PR #706, opened 2015-06-18
Added Domain Specific Langauges to Groovy Topics

pieces029:
Would you want this to link to http://groovy-lang.org/dsls.html?


alkemist:
Thanks for the PR. I'm planning to rework this whole chapter soon, which will render this change obsolete. As such, I'm going to close it. 

Thanks for taking the time to submit.

Issue #176, opened 2013-10-11
Log reporting for Metrics


rhart:
Support reporting metrics to a log file

alkemist:
@rhart don't we already support this?

rhart:
We have support for console reporting, this is different.  Not critical for 1.0 as you can register your own log reporter, our integration just makes it easier to do so.

rhart:
Closed by https://github.com/ratpack/ratpack/pull/718

PR #718, opened 2015-07-03
SLF4J metrics reporter support

djjorjinho:
This request adds support for logging metrics to a Slf4j logger, optionally, instead of the console.

This comes in handy as a cheap way to do use Log collection and analysis software to broadcast notifications. 

Log collectors might be set up to read only log files produced by logging implementations and not STDOUT, thus the reason of this request.

Please let me know if there's anything else I can provide. Thank you.


rhart:
Great, thanks! This will address #176. I will take a look over the weekend. 

If you're looking for something else metric related then I guess graphite reporter is another common one we're missing. Also, a review and updates to the documentation around metrics would be very welcome. 

Failing that, let me know what kind of thing you are interested in and we'll find something else.

djjorjinho:
Thank you. I'm having a look at the Graphite reporter and thinking on how to tackle the various senders it supports. I'll send a request when I crack it.

ratpack-codahale-metrics/src/test/groovy/ratpack/codahale/metrics/MetricsSpec.groovy
```diff
@@ -73,6 +73,7 @@ class MetricsSpec extends RatpackGroovyDslSpec {
         .jmx()
         .csv { it.reportDirectory(reportDirectory.root).reporterInterval(Duration.ofSeconds(1)) }
         .console { it.reporterInterval(Duration.ofSeconds(1)) }
+        .slf4j { it.reporterInterval(Duration.ofSeconds(1)).prefix("test.") }
```
rhart: We need test assertions to make sure this has worked.  It should output to the `output` variable I think as Gradle configures simple logger for SLF4J which outputs to system out.  We should be able to identify this output via the prefix

ratpack-codahale-metrics/src/test/groovy/ratpack/codahale/metrics/MetricsSpec.groovy
```diff
@@ -476,6 +477,7 @@ class MetricsSpec extends RatpackGroovyDslSpec {
     bindings {
       module new CodaHaleMetricsModule(), {
         it.console { it.reporterInterval(Duration.ofSeconds(1)).includeFilter(".*ar.*").excludeFilter(".*bar.*") }
+        it.slf4j { it.reporterInterval(Duration.ofSeconds(1)).prefix("test.").includeFilter(".*ar.*").excludeFilter(".*bar.*") }
```
rhart: Same as the other test, we need to assert this is working as expected

rhart:
Sorry this has taken so long.  Can you also add yourself as a contributor in the manual section.  Thanks.

djjorjinho:
Not a problem. I've added the test assertions, but used a mock to print the output to sysout, using the logger() builder method in the process and making the test able to run outside of Gradle (IDE's and such.)

Let me know what you think.

rhart:
Great. I will get to this tomorrow

rhart:
Looks like there's a merge conflict in `ratpack-manual/src/content/chapters/99-about-the-project.md`.  Could you rebase and then this is good to go.

djjorjinho:
I did the rebase. Let me know if you need anything else.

◆ **Your instructions**: Find "Great. I will get to this tomorrow" in the records. Copy its line and every line after it, exactly, through the last one.

◆ **Written solution**:
Great. I will get to this tomorrow

rhart:
Looks like there's a merge conflict in `ratpack-manual/src/content/chapters/99-about-the-project.md`.  Could you rebase and then this is good to go.

djjorjinho:
I did the rebase. Let me know if you need anything else.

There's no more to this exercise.